Psychoanalytic/Freudian Theory
Psychoanalysis/Freudian Theory Sigmund Freud’s radical idea: Human beings are motivated, even driven, by desires, fears, needs, and conflicts of which they are unaware (i.e. unconscious)
What’s “The Unconscious”? The unconscious is the storehouse of painful experiences and emotions (wounds, fears, guilty desires, unresolved conflict). Repression: pushing these events down from our consciousness. But they don’t go away – we just keep trying to replay similar scenarios later in life.

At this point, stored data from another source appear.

PR #1897, opened 2024-01-31
Dynamic Simulation - Curve Config - Variable and model translation

thangqp:
Real translation will be done in another PR..


src/components/dialogs/parameters/dynamicsimulation/curve/dialog/model-filter.js
```diff
@@ -91,6 +96,31 @@ const variablesTreeToVariablesArray = (variablesTree, parentId) => {
...
+                id: `${PREFIX_VARIABLE_KEY}/${elem.name}`,
+            });
+        } else {
+            // must be a variable set element
+            return intl.formatMessage({
+                id: `${PREFIX_VARIABLE_SET_KEY}/${elem.name}`,
+            });
+        }
+    }
+};
```
EstherDarkish, line 122: For this type of function, I think it is easier to read if we do not write "else" after a return, like this : 
```suggestion
const makeGetVariableLabel = (intl) => (elem) => {
    if (!elem.parentId) {
        // root element => that is model element in the variable tree
        return intl.formatMessage({ id: `${PREFIX_MODEL_KEY}/${elem.name}` });
    } 
    // either a variable set element or variable element in the variable tree
    if (elem.variableId) {
        // that is a variable element
        return intl.formatMessage({
            id: `${PREFIX_VARIABLE_KEY}/${elem.name}`,
        });
    } 
    // must be a variable set element
    return intl.formatMessage({
        id: `${PREFIX_VARIABLE_SET_KEY}/${elem.name}`,
    });
};
```

src/translations/dynamic-mapping-models-fr.ts
```diff
@@ -0,0 +1,64 @@
+/**
+ * Copyright (c) 2024, RTE (http://www.rte-france.com)
+ * This Source Code Form is subject to the terms of the Mozilla Public
+ * License, v. 2.0. If a copy of the MPL was not distributed with this
+ * file, You can obtain one at http://mozilla.org/MPL/2.0/.
+ */
+
+const dynamic_mapping_models_fr = {
```
EstherDarkish, line 8: French translation missing, this is still in english.

src/translations/dynamic-mapping-models-en.ts
```diff
@@ -0,0 +1,64 @@
+/**
+ * Copyright (c) 2024, RTE (http://www.rte-france.com)
+ * This Source Code Form is subject to the terms of the Mozilla Public
+ * License, v. 2.0. If a copy of the MPL was not distributed with this
+ * file, You can obtain one at http://mozilla.org/MPL/2.0/.
+ */
+
+const dynamic_mapping_models_en = {
+    // --- models --- //
+    'models/GeneratorSynchronousThreeWindings':
```
EstherDarkish, line 10: To be more consistent with the rest of the application, we should use dots instead of slashs for separators

src/translations/dynamic-mapping-models-fr.ts
thangqp: The real translate will be done in another PR later as discussion in the Azure ticket

src/translations/dynamic-mapping-models-en.ts
thangqp: Yes! DONE

src/components/dialogs/parameters/dynamicsimulation/curve/dialog/model-filter.js
thangqp: Yes! DONE

EstherDarkish (approved):

ghazwarhili (approved):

The Three Parts of the Psyche
Key Psychological Defenses Selective Perception – hearing/seeing only what we feel we can handle
Selective memory – modifying our memories so that we don’t feel overwhelmed or forgetting painful experiences entirely
Denial – believing problem doesn’t exist/never happened
Avoidance – staying away from people/situations that stir up unconscious anxieties
Displacement – “taking it out” on someone less threatening
Projection – putting our fear/problem on someone else, and then condemning them in order to deny we have this ourselves
How we handle conflict Regression – temporary return to a former psychological state (not good unless we move into: Active reversal – acknowledging and working through repressed experiences
Core Issues Fear of intimacy – The chronic feeling that emotional closeness will seriously hurt or destroy us. Safety comes only from keeping emotional distance. Fear of abandonment – the belief that our friends/loved ones are going to desert us (physical abandonment) or don’t really care about us (emotional abandonment) Fear of betrayal – the nagging feeling that our friends/loved ones can’t be trusted (laughing at you behind your back, cheating on you) Low self-esteem - belief that you are less worthy than other people; you don’t deserve attention, love, etc Insecure/Unstable Sense of Self - inability to sustain a feeling of identity (feeling of knowing ourselves) Oedipal complex - dysfunctional bond with opposite-sex parent that hinders our adult relationships
Two Competing Drives Death drive (thanatos); A primitive instinct for death and destruction (a return to our original state) – explains why we engage in self-destructive behaviour Eros – the tendency towards life-affirming behaviour (sex, reproduction)
The Importance of Dreams Subconscious desires are revealed. Social rules do not exist in dreams; id runs rampant Symbols are important
Improv Time! In a group of 4-5 people, put together a skit (basically, a dialogue scene) of about 90 seconds-2 minutes that includes at least three of the psychoanalytic concepts we’ve discussed here. Your classmates’ task is to watch the skit and try to guess which concepts you’ve incorporated!
Psychoanalytic Questions What unconscious motivations are operating in the character? How are the core fears and defenses structure or inform the story? Are there Oedipal patterns at work? Do adult behaviour patterns reflect childhood issues? How do characters’ behaviour reflect their psychological identity (e.g. balance of id-ego-superego?) Are there any dream symbols in the text? In what ways do the dreams show the character projecting? What does the work suggest about the psychological being of its author? What might a psychological interpretation say about the reader?